MarkFzp / act-plus-plus

Imitation learning algorithms with Co-training for Mobile ALOHA: ACT, Diffusion Policy, VINN
https://mobile-aloha.github.io/
MIT License
2.86k stars 525 forks source link

about dert code problem(transformer part) #44

Open darewolf007 opened 3 months ago

darewolf007 commented 3 months ago

Hello, in your detr code, you use transformer get the output is [bs, hidden_dim, feature_dim], the code is

self.transformer(self.input_proj(src), mask, self.query_embed.weight, pos[-1])[0]

the transformer code is

hs = self.decoder(tgt, memory, memory_key_padding_mask=mask, pos=pos_embed, query_pos=query_embed)
hs = hs.transpose(1, 2)
return hs

Based on my understanding, in your code, you only choose the first decoder layer output as the feature to predict the action. However, i see the original detr code the transformer output is:

hs = self.decoder(tgt, memory, memory_key_padding_mask=mask, pos=pos_embed, query_pos=query_embed)
return hs.transpose(1, 2), memory.permute(1, 2, 0).view(bs, c, h, w)

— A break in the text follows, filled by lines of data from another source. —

PR #526, opened 2026-07-27
Implement modern design system for SimIS CMS

lizhsr:
## Summary
Comprehensive modernization of SimIS CMS design with updated colors, typography, component styling, and visual refinement across all sections.

## Changes
- **Design Tokens**: Modern color palette (primary blue #0066ff, refined grays, semantic colors)
- **Components**: Updated buttons, forms, cards, tables, tabs, pagination with modern styling
- **Typography**: Improved hierarchy and spacing using design token system
- **Metrics**: Enhanced metric card styling with modern appearance
- **Dark Mode**: Full CSS variable support for light/dark theme switching

## Test Plan
- [x] Verify admin dashboard displays with modern styling
- [x] Check forms and input components render correctly
- [x] Confirm tables display with proper striping and hover effects
- [x] Verify theme settings page shows modern design
- [x] Test public-facing pages with new widget styling
- [x] Confirm buttons and CTAs use modern blue color
- [x] Check sidebar navigation styling and labels
- [ ] Additional verification needed: cream background on metric cards

PR #537, opened 2026-07-27
Scan every pull request for secrets, not just push-to-main

lizhsr:
## Summary

Adds a second TruffleHog run, triggered on `pull_request` (this repo already has one in `publish-images.yml`, but it only runs on push to `main`, a release, or the monthly schedule).

**Why this matters:** the existing scan is a last line of defense before a container image ships -- it protects `main`, but by the time it runs, a PR has already merged. Prompted directly by PR #526, which still has a real password committed next to its own Argon2id hash in `VerifyPasswordTest.java`. Neither the existing push-to-main TruffleHog run nor GitHub's push protection caught it: TruffleHog because that PR never merged (never triggered it), and push protection because it only recognizes known third-party API-key formats (Stripe, Mapbox, AWS, etc.) -- a locally-hashed application password isn't a shape it looks for. This adds coverage for exactly that gap: a check that runs the moment a PR opens, fails visibly on the PR if it finds something, no diff-reading required.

The original detr code use the same feature processing code

hs = self.transformer(self.input_proj(src), mask, self.query_embed.weight, pos[-1])[0]
outputs_class = self.class_embed(hs)

I would like to ask why only the first-layer output is chosen as the feature. Would selecting the seventh layer be a better choice? Thank you!!!

ka2hyeon commented 3 months ago

I think the authors made a mistake when they cherry-pick the original DETR code.